*How to complete this task*
Using the records below, transcribe word for word the stretch from the line that contains "users. Just sayin'." through the line that contains "Ok, I won't insist on this PR.", both end lines included, and nothing else.

[[ Data for this task open ]]

PR #7235, opened 2020-11-05
binutils: Remove libintl dependency

orgads:
It was added in fbb2df5f81d3d983e006ffb97b56f34d6a890d60 (Build gold linker)
but adds no real value, and adds a lib dependency which slows down
process startup.

### DIFF
--- a/mingw-w64-binutils/PKGBUILD
+++ b/mingw-w64-binutils/PKGBUILD
@@ -6,7 +6,7 @@ _realname=binutils
 pkgbase=mingw-w64-${_realname}
 pkgname=("${MINGW_PACKAGE_PREFIX}-${_realname}")
 pkgver=2.35.1
-pkgrel=2
+pkgrel=3
 pkgdesc="A set of programs to assemble and manipulate binary and object files (mingw-w64)"
 arch=('any')
 url="https://www.gnu.org/software/binutils/"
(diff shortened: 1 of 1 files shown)


mati865:
Should gold even be enabled?
It does not support MinGW and likely never will.

orgads:
Good point. I also thought it should be removed. lld is a much better alternative anyway, and it actually works :).

I'll open a separate PR for removing it.

lazka:
> which slows down process startup.

Is this really a problem? just wondering..

orgads:
I actually need it for another use-case. I link against libbfd.a, and I don't want to depend on libintl.

orgads:
But using libbfd.a is so extreme I doubt anyone else does it, so I didn't write it in the commit message ;)

lazka:
> I don't want to depend on libintl.

I understand that ideally msys2 would provide out of the box what you need, but this isn't a very good argument.

orgads:
But it was initially disabled, and was later enabled without reasoning. Why enable it?

lazka:
> But it was initially disabled, and was later enabled without reasoning. Why enable it?

I don't know. Maybe because it's closer to the upstream defaults (it's enabled by default)

oscarfv:
> But it was initially disabled, and was later enabled without reasoning. Why enable it?

MSYS2 VC history contains lots of unexplained changes (I would say that most changes are unexplained). Most likely it was disabled while debugging some problem and it was left there unnoticed until the package required new work. Or at some point libintl stopped working...

Obviously, `--disable-nls` turns off localized output. Personally, I very much prefer tools that speak to me in English, so this change is fine with me, but it is a feature that might be appreciated by other users. Just sayin'.

orgads:
Ok, I won't insist on this PR.

Opened a separate PR for removing gold: https://github.com/msys2/MINGW-packages/pull/7253

lazka:
ok, closing for #7253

[[ Data for this task closed ]]

*Finished exercise*
Obviously, `--disable-nls` turns off localized output. Personally, I very much prefer tools that speak to me in English, so this change is fine with me, but it is a feature that might be appreciated by other users. Just sayin'.

orgads:
Ok, I won't insist on this PR.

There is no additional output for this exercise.